When you answer, give every record back exactly as written.

-- Exercise inputs follows --

Issue #1011, opened 2026-05-14
LiveKit participant audio becomes inaudible during incoming calls or alarms


YerkeAmankul:
### Description

When using LiveKit audio/video calls on iOS, participant audio becomes muted or inaudible if the device receives:

* an incoming phone call
* an alarm
* other system audio interruptions

After the interruption starts or ends, remote participant audio does not properly recover.

### Steps to Reproduce

1. Join a LiveKit room with at least 2 participants
2. Start active voice communication
3. Trigger one of the following on the device:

-- Exercise inputs concluded --

- _Answer space_
Issue #1011, opened 2026-05-14
LiveKit participant audio becomes inaudible during incoming calls or alarms


YerkeAmankul:
### Description

When using LiveKit audio/video calls on iOS, participant audio becomes muted or inaudible if the device receives:

* an incoming phone call
* an alarm
* other system audio interruptions

After the interruption starts or ends, remote participant audio does not properly recover.

### Steps to Reproduce

1. Join a LiveKit room with at least 2 participants
2. Start active voice communication
3. Trigger one of the following on the device:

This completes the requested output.